Before this new transaction model can be fully adopted, however, some psychological barriers need to be overcome — both on the customer’s and the dealership’s side. “From the consumer standpoint, there’s a natural distrust of automobile dealers,” Benstock said. “So, when you’re offering to do this transaction completely online, and you’re offering transparency, it’s not something that they’re used to getting from dealers. Also, they’re not 100 percent comfortable doing such a transaction online yet. They will be, but initially, we are finding many of our customers are getting 70 or 80 percent through and then electing to conclude the transaction in the dealership. The good thing is they save a lot of time by doing most of the transaction online.”

From the dealership’s side, while transparency might be a scary prospect, it’s one Benstock believes must be implemented. “Our philosophy is that transparency can and should improve revenue by making it easier for customers to have access to the information they want online,” he said. “Imagine if you wanted to buy an iPhone online and they told you, ‘Come on in, and we’ll give you the price.’ It’s preposterous, and yet in dealerships around the country, that’s exactly what happens.”

Holistic Dealerships

In addition to changing the way dealerships interact with their customers, Benstock believes the way internal departments interact with each other needs to change as well. “Each department used to have to stand on its own independently,” he said. “Now, we need an interdependence of the departments. We have to look holistically at the profit centers at the dealership. For instance, you get the new car manager who doesn’t want to take a short deal when there’s a trade in. By not taking that deal, however, they’ve deprived the used car manager of a car and deprived the service department of a service RO. They didn’t look at that deal holistically. What gives any one manager the right to cut out those other departments? The managers of today need to have an excellent understanding of the complete business.”

The Future

“I think the current state of customer satisfaction with the buying process makes our market ripe for disruption,” Benstock said. In addition, he believes that even the model of automobile ownership will soon change. “I think dealerships are going to see consumers paying a monthly payment and being able to drive [or] shift out of cars without long-term commitments,” he said, “very much like what we’re doing with cell phones today. Let’s call it ‘flexible drive ownership.’ It will be the ability to pay a fixed monthly payment and drive an SUV when you need an SUV, to drive a coupe when you need a coupe and a sports car when you want to drive a sports car.”

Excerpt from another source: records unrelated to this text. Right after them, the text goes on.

Issue #15426, opened 2022-03-25
Recent undo-tree package leaves *.~undo-tree~ files


Antiarchitect:
#### Description :octocat:
After `undo-tree` upgrade spacemacs starts leaving *.\~undo-tree\~ files on fs 

#### Reproduction guide :beetle:
- Start Emacs
- Edit some file
- git status

*Observed behaviour:* :eyes: :broken_heart:
See *.\~undo-tree\~ files related to those I edit

*Expected behaviour:* :heart: :smile:
No extra files are created

#### System Info :computer:
- OS: gnu/linux
- Emacs: 28.0.91
- Spacemacs: 0.999.0
- Spacemacs branch: develop (rev. 18ad9759b)
- Graphic display: t
- Distribution: spacemacs
- Editing style: vim
- Completion: helm
- Layers:
```elisp
(auto-completion ansible docker emacs-lisp erlang git
                 (go :variables go-backend 'lsp)
                 (helm :variables helm-no-header t)
                 html javascript
                 (json :variables json-fmt-tool 'prettier)
                 (lsp :variables lsp-rust-server 'rust-analyzer)
                 multiple-cursors nginx org php puppet python ruby
                 (rust :variables rust-backend 'lsp)
                 (shell :variables shell-default-height 100 shell-default-position 'top shell-default-term-shell "~/Sync/dotfiles/sway-alacritty.sh")
                 shell-scripts sql
                 (syntax-checking :variables syntax-checking-enable-tooltips nil)
                 systemd themes-megapack
                 (treemacs :variables treemacs-show-hidden-files t treemacs-sorting 'alphabetic-asc treemacs-use-filewatch-mode t treemacs-use-follow-mode t)
                 typescript
                 (yaml :variables yaml-enable-lsp nil))
```
- System configuration features: ACL CAIRO DBUS FREETYPE GIF GLIB GMP GNUTLS GPM HARFBUZZ JPEG JSON LCMS2 LIBOTF LIBSYSTEMD LIBXML2 MODULES NATIVE_COMP NOTIFY INOTIFY PDUMPER PGTK PNG RSVG SECCOMP SOUND THREADS TIFF TOOLKIT_SCROLL_BARS XIM XWIDGETS GTK3 ZLIB

#### Backtrace :paw_prints:
```
```

arifer612:
[...]

PR #15440, opened 2022-04-01
[spacemacs-editing] initialize `undo-tree-history-directory-alist`

rayw000:
Initialize `undo-tree-history-directory-alist` to stop `*.~undo-tree~` files from scattering all around.

Fix: #15426

### DIFF
--- a/layers/+spacemacs/spacemacs-editing/packages.el
+++ b/layers/+spacemacs/spacemacs-editing/packages.el
@@ -539,7 +539,16 @@
             ;; Emacs GC which truncages the undo history very aggresively
             undo-limit 800000
             undo-strong-limit 12000000
-            undo-outer-limit 120000000)
+            undo-outer-limit 120000000
+            undo-tree-history-directory-alist
+            `(("." . ,(let ((dir (expand-file-name "undo-tree-history" spacemacs-cache-directory)))
+                        (if (file-exists-p dir)
+                            (unless (file-accessible-directory-p dir)
+                              (warn "Cannot access directory `%s'.
+ Perhaps you don't have required permissions, or it's not a directory.
+ See variable `undo-tree-history-directory-alist'." dir))
+                          (make-directory dir))
+                        dir))))
       (global-undo-tree-mode))
     :config
     (progn


layers/+spacemacs/spacemacs-editing/packages.el
```diff
@@ -539,7 +539,13 @@
...
             undo-limit 800000
             undo-strong-limit 12000000
-            undo-outer-limit 120000000)
+            undo-outer-limit 120000000
+            undo-tree-history-directory-alist
+            `(("." . ,(expand-file-name
+                       (let ((dir (concat spacemacs-cache-directory "undo-tree-history")))
+                         (unless (file-exists-p dir)
+                           (make-directory dir))
+                         dir)))))
```
arifer612, line 548: The logic here will fail if there exists a *file* in the cache directory titled `undo-tree-history`. I employed the following in my own fork:
```
undo-tree-history-directory-alist (list
                                   (cons
                                    "." (file-name-as-directory
                                         (concat spacemacs-cache-directory
                                                 "undo-tree")))))

```
`undo-tree` ensures that the directory exists so you don't have to worry that it has yet to be created.

arifer612 (changes requested):
I was just about to make a PR for my own fork! There's an issue with the logic, more details in the comment.

layers/+spacemacs/spacemacs-editing/packages.el
rayw000: Thanks! It's really an issue here.

Would it be better to generate a warning when the path does exist but not a directory? I use function `file-accessible-directory-p` to achieve this in my new commit.

rayw000:
> Can you also add a comment in your commit message that it resolves #15426 to get GitHub to auto-link this PR to the issue?

With pleasure. I didn't know there had been already an open issue before. Thank you!

lebensterben:
you don't need `concat` inside `expand-file-name`, just use
`(expand-file-name "undo-tree-history" spacemacs-cache-directory)`

smile13241324 (approved):

PR #15708, opened 2022-08-20
unicode-fonts doc: hint at supported ligatures

real-or-random:
This caught me. The default config enables ligatures that are not supported by my font and then strange things happen when emacs tries to use the non-existing ligatures. 

Maybe the default config can be tuned to be somewhat more conservative but this can be done in a different PR independently of this doc change.

### DIFF
--- a/layers/+fonts/unicode-fonts/README.org
+++ b/layers/+fonts/unicode-fonts/README.org
@@ -70,8 +70,13 @@ Or to enable ligatures only for text files:
 #+END_SRC
 
 To configure the ligature set that gets used with your font there is a
-=unicode-fonts-ligature-set= variable. For example To only enable the ligatures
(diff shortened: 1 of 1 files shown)


lebensterben:
what happens if you set unsupported ligatures?

real-or-random:
> what happens if you set unsupported ligatures?

Hm, I thought I get very strange rendering artifacts when the default set of ligatures is enabled, e.g., for `!= ##`, where here both ligatures are  enabled and misrendered (but only `!=` is supported by Iosevka)
image

But after more testing, I think this setting was a red herring. At the moment I can't really tell what's causing this bug, and it happens randomly and even in some starts of emacs only in bold text etc. I'll probably report to upstream. Closing for now.

PR #15718, opened 2022-09-02
Fix `spacemacs/emacs-with-native-compilation-enabled-p`

bryce-carson:
The built-in function was apparently renamed. See the Emacs' ChangeLog.3:

> native-comp-available-p is the definitive test
> — 2021-10-05  Stephen Gildea  <stepheng+emacs@gildea.com>


lebensterben:
merged. thanks.

Issue #15724, opened 2022-09-06
org-roam-setup cause race condition with user config file


emacs18:
Following is part of `org-roam` setup within spacemacs:

    (defun org/init-org-roam ()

Benstock sees these changes as revolutionary for the auto sales business but believes dealers and GMs who consistently react instead of proactively meeting this future will suffer. “I think you’re going to continue to see more decompression,” he said. “I think you’re going to see a reduction in the number of dealerships and a reduction in the number of people employed at those dealerships. I think dealerships are going to be distributions points, and dealerships are going to have to be moving at the speed of the customer wherever the customer wants to be.”

Where some see a crisis, Benstock considers an opportunity for those willing to embrace it. “Change is going to come whether we like it or not,” he said. “The saying is ‘change or be changed.’ What our dads did, our mentors did, our predecessors did, some of those basic business philosophies certainly hold true. Others need to be completely revisited. We have to adapt. We have to adapt and be very, very flexible in our beliefs.”